- Born: Duduzile Ngcobo 1967 (age 58–59) Durban, South Africa
- Other names: Dudu
- Occupation: Director
- Years active: 2005–present
- Height: 1.7 m (5 ft 7 in)
- Children: 3

= Duduzile Ngcobo =

South African actress

Duduzile Ngcobo (born 1967) is a South African actress.

==Personal life==
Ngcobo was born in 1967 in Lamontville, Durban Kwa-Zulu Natal, South Africa. She studied at Sacred Heart Secondary of Oakford for her secondary education from 1982 to 1986.

She is a mother of three.

==Career==
She started professional acting career when she was 49 years of age with Mzansi Magic serial Quantum of Terror. Before that, she mad minor roles in the television. Her first lead role in television came through the soapie Isithembiso. Then she made supportive roles in the serials; Ikhaya Season 2, Greed and Desire. In 1995, she acted in the direct-to-video film A Mothers gift directed by Jerry London.
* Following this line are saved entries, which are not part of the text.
Issue #4110, opened 2026-04-09
[INTERNAL]: Rust MCP Runtime - Code Quality Improvements from Mend Scan


MohanLaksh:
## Summary

Mend SAST scan (April 8, 2026) identified several code quality improvements for the Rust MCP runtime (`tools_rust/mcp_runtime/src/lib.rs`).

**Scan Details:**
- **Date:** 2026-04-08 06:52am
- **Total Rust Findings:** 25
- **File:** `tools_rust/mcp_runtime/src/lib.rs` (13,319 lines)

---

### 🔵 URL Validation (19 findings)

**Recommendation:** Add validation layer for backend HTTP requests

**Affected Functions:**
- `send_to_backend_url()` (line 4422)
- `send_sampling_to_backend()` (line 7891)
- `send_prompts_get_to_backend()` (line 7978)
- 16+ additional backend dispatch functions

**Root Cause:** Backend URL construction from configuration without validation

**Recommended Implementation:**
1. Add URL validation module with hostname resolution
2. Implement network range checking
3. Add configuration for allowed destinations
4. Apply validation to all backend HTTP calls

### 🔵 Query Parameter Binding (2 findings)

**Status:** FALSE POSITIVE (verified)

**Analysis:** All database queries use parameterized statements with proper parameter binding. No changes needed.

**Example (line 4841):**
```rust
client.query(
    "SELECT t.name FROM tools t WHERE sta.server_id = $1",
    &[&server_id],  // ✅ Parameterized - SAFE
)
```

### 🔵 Request Size Limits (1 finding)

**Recommendation:** Add request body size constraints

**Current State:**
- No size limits on incoming payloads
- No nesting depth limits for JSON parsing

**Recommended Mitigation:**
1. Limit payload size (e.g., 10MB max)
2. Set max JSON nesting depth
3. Use size-limited readers for parsing
4. Add timeout on parsing operations

---

### Phase 1: URL Validation

**Create validation module:** `tools_rust/mcp_runtime/src/url_validator.rs`

**Features:**
- Length validation (max 2048 chars)
- Scheme allowlist (http, https, ws, wss)
- Pattern validation
- Hostname resolution with network checking
- Configurable allowed/blocked ranges

**Dependencies:**
```toml
[dependencies]
url = "2.5"              # URL parsing
ipnetwork = "0.20"       # CIDR validation
trust-dns-resolver = "0.24"  # DNS resolution
regex = "1.10"           # Pattern matching
```

[...]

PR #4362, opened 2026-04-21
feat(runtime): enhance request validation and size limiting

MohanLaksh:
## Summary

Adds comprehensive request validation and resource management controls to the Rust MCP runtime to improve robustness and operational reliability.

## Review Feedback Addressed

All review findings from PR #4362 have been addressed:

1. ✅ **Missing URL validation in backend functions** - Added validation to `send_transport_to_backend()` and `send_session_delete_to_backend()` 
2. ✅ **DNS_FAIL_CLOSED logic bug** - Fixed to properly handle DNS resolver errors with fail-closed policy
3. ✅ **UrlValidator env var coupling** - Refactored to accept `RuntimeConfig` parameter instead of reading env vars directly
4. ✅ **Invalid cargo test command** - Fixed documentation to use `cargo test --all-features`
5. ✅ **Author attribution** - Standardized to "Authors: Mihai Criveti" across all files
6. ✅ **Supply chain audit** - Added missing notes field to windows-registry trust entry

### Critical Bug Fix

Fixed localhost validation false positive where the regex pattern `on\w+\s*=` was incorrectly matching query parameters like `session_id=`. Updated to `\bon\w+\s*=` to only match HTML event handlers (onclick=, onerror=) as intended.

### URL Validator Module (`url_validator.rs`)
- Hostname resolution with DNS caching (5-minute TTL)
- Network filtering with CIDR support
- Configurable validation rules via RuntimeConfig
- Localhost allowed by default for development convenience
- Mock DNS resolver trait for deterministic testing
- Fail-closed DNS resolution with configurable policy

### Backend Request Validation
- Applied validation to all backend HTTP requests (19 call sites including transport/session delete)
- Centralized validation logic via `AppState::validate_backend_url()`
- Fail-closed security pattern for invalid configurations

### Request Size Controls
- Configurable body size limits (default 10MB)
- Applied via Axum `DefaultBodyLimit` layer
- Returns 413 response for oversized payloads

## Configuration

New environment variables:

**URL Validation:**
- `VALIDATION_ENABLED` - Enable/disable validation (default: true)
- `MAX_URL_LENGTH` - Maximum URL length (default: 2048)
- `ALLOW_LOCALHOST` - Allow localhost access (default: true)
- `ALLOW_PRIVATE_NETWORKS` - Allow RFC1918 networks (default: false)
- `BLOCKED_NETWORKS` - CIDR ranges to filter (comma-separated)
- `BLOCKED_HOSTS` - Hostname blocklist (comma-separated)
- `ALLOWED_NETWORKS` - Allowlist specific CIDR ranges (comma-separated)
- `DNS_FAIL_CLOSED` - Fail closed on DNS errors (default: true)

**Request Size:**
- `MCP_RUST_MAX_REQUEST_BODY_SIZE_BYTES` - Body size limit (default: 10MB)

## Testing

**Test Coverage:**
- ✅ 99 unit tests (including URL validator and body size tests)
- ✅ 57 integration tests
- ✅ 2 CLI tests
- ✅ Total: 158 tests passing with `--all-features`

**Quality Checks:**
- ✅ Formatting clean (`cargo fmt --check`)
- ✅ Linting clean (`cargo clippy -D warnings`)
- ✅ Supply chain verification (`cargo vet`)
- ✅ Release build successful
- ✅ All pre-commit hooks passed

**Run tests:**
```bash
cd crates/mcp_runtime
cargo test --all-features
```

## Dependencies Added

- `async-trait 0.1` - DNS resolver abstraction
- `hickory-resolver 0.25` - DNS resolution with caching
- `ipnetwork 0.21` - CIDR network filtering
- `serial_test 3.4` - Test isolation (dev dependency)
- `tower 0.5` features - Test utilities (dev dependency)

All new dependencies have cargo-vet exemptions.

## Documentation

- **README.md** - Added Configuration section with examples
- **DEVELOPING.md** - Fixed invalid test command, added testing guidance

## Key Features

1. **DNS Caching** - 5-minute TTL reduces repeated DNS lookups for performance
2. **Fail-Closed Security** - Invalid CIDR configuration prevents startup rather than silently ignoring
3. **Complete Coverage** - All backend HTTP call sites protected with validation
4. **Development Friendly** - Localhost allowed by default to match backend_rpc_url default (127.0.0.1)
5. **Comprehensive Testing** - Mock DNS resolver enables deterministic validation tests
6. **RuntimeConfig Integration** - Centralized configuration instead of scattered env var reads

## Backwards Compatibility

✅ No breaking changes - all validation uses secure defaults

## Related

Addresses: Issue #4110

---

**Ready for re-review. All feedback addressed.**

### DIFF
--- a/crates/mcp_runtime/src/config.rs
+++ b/crates/mcp_runtime/src/config.rs
@@ -10,6 +10,9 @@ use std::{net::SocketAddr, path::PathBuf};
 const DEFAULT_SUPPORTED_PROTOCOL_VERSIONS: &[&str] =
     &["2025-11-25", "2025-06-18", "2025-03-26", "2024-11-05"];
 
+/// Default maximum request body size (10MB)
+pub const DEFAULT_MAX_REQUEST_BODY_SIZE_BYTES: usize = 10_485_760;
+
 #[derive(Debug, Clone, Parser)]
 #[command(name = "contextforge-mcp-runtime")]
 #[command(about = "Experimental Rust MCP runtime edge for ContextForge")]
@@ -185,7 +188,7 @@ pub struct RuntimeConfig {
     #[arg(
         long,
         env = "MCP_RUST_MAX_REQUEST_BODY_SIZE_BYTES",
-        default_value_t = 10_485_760
+        default_value_t = DEFAULT_MAX_REQUEST_BODY_SIZE_BYTES
     )]
     pub max_request_body_size_bytes: usize,
 
--- a/crates/mcp_runtime/src/config.rs
+++ b/crates/mcp_runtime/src/config.rs
@@ -192,6 +192,45 @@ pub struct RuntimeConfig {
     )]
     pub max_request_body_size_bytes: usize,
 
+    #[arg(long, env = "VALIDATION_ENABLED", default_value_t = true)]
+    pub validation_enabled: bool,
+
+    #[arg(long, env = "MAX_URL_LENGTH", default_value_t = 2048)]
+    pub max_url_length: usize,
+
+    #[arg(long, env = "ALLOW_LOCALHOST", default_value_t = true)]
+    pub allow_localhost: bool,
+
+    #[arg(long, env = "ALLOW_PRIVATE_NETWORKS", default_value_t = false)]
+    pub allow_private_networks: bool,
+
+    #[arg(
+        long,
+        env = "BLOCKED_NETWORKS",
+        default_value = "169.254.169.254/32",
+        value_delimiter = ','
+    )]
+    pub blocked_networks: Vec<String>,
+
+    #[arg(
+        long,
+        env = "BLOCKED_HOSTS",
+        default_value = "metadata.google.internal,metadata.goog",
+        value_delimiter = ','
+    )]
+    pub blocked_hosts: Vec<String>,
+
+    #[arg(
+        long,
+        env = "ALLOWED_NETWORKS",
+        default_value = "",
+        value_delimiter = ','
+    )]
+    pub allowed_networks: Vec<String>,
+
+    #[arg(long, env = "DNS_FAIL_CLOSED", default_value_t = true)]
+    pub dns_fail_closed: bool,
+
     #[arg(long, env = "MCP_RUST_EXIT_AFTER_STARTUP_MS", hide = true)]
     pub exit_after_startup_ms: Option<u64>,
 }
--- a/crates/mcp_runtime/src/config.rs
+++ b/crates/mcp_runtime/src/config.rs
@@ -182,6 +182,13 @@ pub struct RuntimeConfig {
     #[arg(long, env = "MCP_RUST_LOG", default_value = "info")]
     pub log_filter: String,
 
+    #[arg(
+        long,
+        env = "MCP_RUST_MAX_REQUEST_BODY_SIZE_BYTES",
+        default_value_t = 10_485_760
+    )]
+    pub max_request_body_size_bytes: usize,
+
     #[arg(long, env = "MCP_RUST_EXIT_AFTER_STARTUP_MS", hide = true)]
     pub exit_after_startup_ms: Option<u64>,
 }
--- a/crates/mcp_runtime/src/url_validator.rs
+++ b/crates/mcp_runtime/src/url_validator.rs
@@ -1,0 +1,660 @@
+// Copyright 2026
+// SPDX-License-Identifier: Apache-2.0
+// Authors: Mihai Criveti, ContextForge Team
+
+//! URL validation with hostname resolution and network filtering for the Rust MCP runtime.
+//!
+//! This module implements URL validation to ensure backend requests reach only approved
+//! network destinations. It matches the validation guarantees of the Python implementation.
+//!
+//! # Features
+//!
+//! - Length validation (configurable max length)
+//! - Scheme allowlist (http, https, ws, wss only)
+//! - Pattern blocking (javascript:, data:, file:, etc.)
+//! - IPv6 blocking
+//! - CRLF injection prevention
+//! - Credentials in URL blocking
+//! - Pattern detection for malformed content
+//! - **Network Filtering**:
+//!   - Hostname normalization
+//!   - Blocked hostname list check
+//!   - DNS resolution of all A/AAAA records
+//!   - CIDR-based IP filtering
+//!   - Localhost filtering (configurable, allowed by default)
+//!   - Private network filtering (configurable)
+//!   - Allowlist support for specific private ranges
+//!
+//! # Configuration
+//!
+//! All filtering settings are loaded from environment variables via `RuntimeConfig`:
+//!
+//! - `VALIDATION_ENABLED=true` - Enable validation (default: true)
+//! - `BLOCKED_NETWORKS` - CIDR ranges to block (comma-separated)
+//! - `BLOCKED_HOSTS` - Hostnames to block (comma-separated)
+//! - `ALLOW_LOCALHOST=true` - Allow localhost access (default: true)
+//! - `ALLOW_PRIVATE_NETWORKS=false` - Allow RFC1918 networks (default: false)
+//! - `ALLOWED_NETWORKS` - Allowlist specific CIDR ranges (comma-separated)
+//! - `DNS_FAIL_CLOSED=true` - Fail closed on DNS errors (default: true)
+//! - `MAX_URL_LENGTH=2048` - Maximum URL length (default: 2048)
+
+use crate::config::RuntimeConfig;
+use async_trait::async_trait;
+use hickory_resolver::TokioResolver;
+use ipnetwork::IpNetwork;
+use regex::Regex;
+use std::collections::HashMap;
+use std::net::IpAddr;
+use std::sync::Arc;
+use std::time::{Duration, Instant};
+use thiserror::Error;
+use tokio::sync::RwLock;
+use tracing::debug;
+use url::Url;
+
+/// Type alias for DNS cache entry: (resolved IPs, expiry time)
+type DnsCacheEntry = (Vec<IpAddr>, Instant);
+
+/// Type alias for DNS cache: hostname -> cache entry
+type DnsCache = HashMap<String, DnsCacheEntry>;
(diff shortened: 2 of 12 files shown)


MohanLaksh:
@lucarlig , @dima-zakharov , @dawid-nowak , @crivetimihai 

Can you please help me in reviewing and getting this PR merged? We need it to be merged as part of the Mend SAST scan fixes.

crates/mcp_runtime/tests/runtime.rs
```diff
@@ -129,6 +129,7 @@ fn test_runtime_config() -> RuntimeConfig {
         redis_url: None,
         db_pool_max_size: 20,
         log_filter: "error".to_string(),
+        max_request_body_size_bytes: 10_485_760,
```
dawid-nowak: hardcoded value, should be const variable

lucarlig:
A few concrete issues stood out in this PR:

| Finding | Impact |
| --- | --- |
| `send_transport_to_backend()` and `send_session_delete_to_backend()` still call `reqwest` directly without the new validator. | When Rust MCP is active, the main `/mcp` transport and session teardown paths can bypass the new SSRF guard, so protection is only partial. |
| `DNS_FAIL_CLOSED=false` does not apply to real resolver failures because `resolve_hostname_cached()` returns `DnsError` before the fail-open branch runs. | The documented permissive mode only works for empty DNS results, not NXDOMAIN/resolver errors, so runtime behavior does not match the config/docs. |
| `UrlValidator::from_config()` ignores `RuntimeConfig` and re-reads ad hoc env vars directly. | This creates a second hidden security config plane, makes tests less hermetic, and makes effective validator policy harder to reason about. |
| `cargo test url_validator request_body_limit --all-features` is not a valid Cargo command. | The documented verification step fails instead of running both test groups. |

Also the auhors in the comments are wrong

dawid-nowak (changes requested):
My suggestions for going forward:
1. Split into two independent PRs. One for URL validation and one for body size limiting.
2. Explain when URL validator is supposed to be used ? (Incoming request/outgoing request/something else ?)
3. There is a lot copy-paste in the code around handling URL validation and sending errors. Please re-factor this code.

Additionally: 
* I am not sure why we need URL validation. My understanding is that this is something that has been configured via our control plane so it should be validated. The HTTP client/reqwest will resolve the url to a hostname and if it can't resolve than we can't make a request anyway.  Also reqwest is using hickory DNS internally so I don't see why we would do the same job twice.

crates/mcp_runtime/src/config.rs
```diff
@@ -182,6 +182,13 @@ pub struct RuntimeConfig {
     #[arg(long, env = "MCP_RUST_LOG", default_value = "info")]
     pub log_filter: String,
 
+    #[arg(
+        long,
+        env = "MCP_RUST_MAX_REQUEST_BODY_SIZE_BYTES",
+        default_value_t = 10_485_760
```
dawid-nowak: hardcoded value which, should be const variable shared with runtime.rs

supply-chain/audits.toml
```diff
@@ -1330,6 +1330,12 @@ start = "2023-05-15"
 end = "2027-04-13"
 notes = "Trusted upstream maintainer for windows crates"
 
+[[trusted.windows-registry]]
+criteria = "safe-to-deploy"
```
dawid-nowak, line 1334: why was this changed ??

MohanLaksh: It was added by cargo vet when we ran dependency auditing after adding hickory-resolver = "0.25.0" to Cargo.toml. Adding notes here...

crates/mcp_runtime/tests/runtime.rs
MohanLaksh: Changed to const variable

crates/mcp_runtime/src/config.rs
MohanLaksh: Agree and done

MohanLaksh:
## Review Feedback Addressed

All review findings from PR #4362 have been addressed:

1. ✅ **Missing URL validation in backend functions** - Added validation to `send_transport_to_backend()` and `send_session_delete_to_backend()` 
2. ✅ **DNS_FAIL_CLOSED logic bug** - Fixed to properly handle DNS resolver errors with fail-closed policy
3. ✅ **UrlValidator env var coupling** - Refactored to accept `RuntimeConfig` parameter instead of reading env vars directly
4. ✅ **Invalid cargo test command** - Fixed documentation to use `cargo test --all-features`
5. ✅ **Author attribution** - Standardized to "Authors: Mihai Criveti" across all files
6. ✅ **Supply chain audit** - Added missing notes field to windows-registry trust entry

### Critical Bug Fix

Fixed localhost validation false positive where the regex pattern `on\w+\s*=` was incorrectly matching query parameters like `session_id=`. Updated to `\bon\w+\s*=` to only match HTML event handlers (onclick=, onerror=) as intended.

MohanLaksh:
> My suggestions for going forward:
> 
> 1. Split into two independent PRs. One for URL validation and one for body size limiting.
> 2. Explain when URL validator is supposed to be used ? (Incoming request/outgoing request/something else ?)
> 3. There is a lot copy-paste in the code around handling URL validation and sending errors. Please re-factor this code.
> 
> Additionally:
> 
> * I am not sure why we need URL validation. My understanding is that this is something that has been configured via our control plane so it should be validated. The HTTP client/reqwest will resolve the url to a hostname and if it can't resolve than we can't make a request anyway.  Also reqwest is using hickory DNS internally so I don't see why we would do the same job twice.

  Thanks for the detailed review! Let me address each point:
                                                                                                                                                                          
  Re: URL validator purpose and threat model                                                                                                                              
                                                                                                                                                                          
  The URL validator protects against SSRF (Server-Side Request Forgery) via misconfigured environment variables.                                                          
                                                                                                                                                                          
  Threat model: The Rust runtime makes outgoing HTTP requests to backend services using URLs from environment variables (BACKEND_RPC_URL, etc.). If these are             
  misconfigured (accidentally or maliciously), the runtime could make requests to:
  - Cloud metadata endpoints (169.254.169.254)                                                                                                                            
  - Internal network services (RFC1918 ranges if enabled)                                                                                                                 
  - Other blocked hosts/networks                         
                                                                                                                                                                          
  Why not rely on reqwest/hickory-dns? reqwest will happily connect to these targets - it's a client library, not a security boundary. The fact that reqwest uses         
  hickory-dns internally is for connectivity, not policy enforcement. Our validation performs pre-flight security checks before reqwest attempts connection:              
                                                                                                                                                                          
  1. Resolve hostname to IPs                                                                                                                                              
  2. Check resolved IPs against blocked networks/hosts
  3. Reject request if it violates policy                                                                                                                                 
  4. Only then allow reqwest to proceed                                                                                                                                   
                                                                                                                                                                          
  Scope: This validates outgoing backend requests from Rust → Python backend, not incoming client requests. The README.md documents this: "The runtime includes URL       
  validation for outgoing backend HTTP requests to protect against SSRF."                                                                                                 
                                                                                                                                                                          
  Re: Splitting PRs                                                                                                                                                       
   
  At this stage, I'd prefer to keep them together because:                                                                                                                
  - Both are input validation features addressing the same issue (#4110)
  - They're tightly coupled in implementation (both use RuntimeConfig, tested together)                                                                                   
  - All review feedback has been addressed with 158 passing tests                      
  - Splitting now would create rebase churn and delay both features                                                                                                       
                                                                                                                                                                          
  If you feel strongly about splitting, I can do it, but I'd advocate for keeping them unified as "request validation hardening."                                         
                                                                                                                                                                          
  Re: Refactoring validation error handling                                                                                                                               
                                                                                                                                                                          
  Good catch. I did extract validate_backend_url() on AppState to centralize the validation logic, but the error responses at call sites still have some duplication. I   
  can refactor this further to extract a helper like:
                                                                                                                                                                          
  fn validation_error_response(message: String) -> Response {
      json_response(                                                                                                                                                      
          StatusCode::BAD_GATEWAY,                                                                                                                                        
          json!({"error": "Bad Gateway", "message": message, "data": CLIENT_ERROR_DETAIL})                                                                                
      )                                                                                                                                                                   
  }                          
                                                                                                                                                                          
  Would you like me to add this refactoring, or is the current validate_backend_url() extraction sufficient?

crates/mcp_runtime/src/url_validator.rs
```diff
@@ -0,0 +1,689 @@
+// Copyright 2026
+// SPDX-License-Identifier: Apache-2.0
+// Authors: Mihai Criveti
```
lucarlig, line 3: please fix the authors

lucarlig (changes requested):

dawid-nowak:
1. The PRs should be split because they are completely separate in nature and it could cause confusion later.
2. I am not entirely convinced about your approach to SSRF (Server-Side Request Forgery)  protection. 
Even if we need to protect the url all we need is a list of "approved" urls, whether they are resolvable or not via hickory DNS it doesn't really matter. For IP addresses, you don't need a DNS anyway. If i get it right, you want to call DNS and then additionally validate the IPs returned by the DNS. So really, you want to protect against some sort of DNS poisoning which again is not really related to SSRF. This would imply that the request was correct, but somehow the DNS returned an "malicious" IP address.

MohanLaksh:
PR #1 (Body Size Limit):                                                                                                                                                
  - Number: #4382                                                                                                                                                         
  - Title: feat(runtime): add request body size limiting                                                                                                                  
  - Status: OPEN                                                                                                                                                          
  - URL: https://github.com/IBM/mcp-context-forge/pull/4382                                                                                                               
                                                                                                                                                                          
PR #2 (Backend URL Validation):                                                                                                                                         
  - Number: #4383            
  - Title: security(mcp_runtime): backend URL validation for SSRF protection                                                                                              
  - Status: OPEN                                                            
  - URL: https://github.com/IBM/mcp-context-forge/pull/4383                                                                                                               
                                                                                                                                                                          
Both PRs are now open and ready for review. They were split from the original PR #4362 to provide focused, easier-to-review changes.

jonpspri:
Closing in favor of #4382 and #4383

She also joined with soapie Muvhango and played the role "MaMbatha" for few years. In the meantime, she appeared in the serial Scam with the role of "MaZulu". In 2018, she acted in the television movies Umqhele and Umdalo Wempilo. She also acted in Mzansi Magic films Umdalo Wempilo and Uthando Lwethu.

Then in 2019 she played the role "Mayor" in DSTV serial EHostela and role "Babekazi" in SABC1 soapie Uzalo. In 2020, she joined with the e.tv. medical telenovela Durban Gen and played the lead role "Dr. Qwabe". Apart from that, she appeared in many commercials for the brands; Dettol, ABSA, DSTV, MTN, TASTIC and FN. In 2021, she returned to the soapie Uzalo and reprised her role. In the meantime, she served as the national coordinator for National Union of Mineworkers of HIV AIDS desk in South Africa.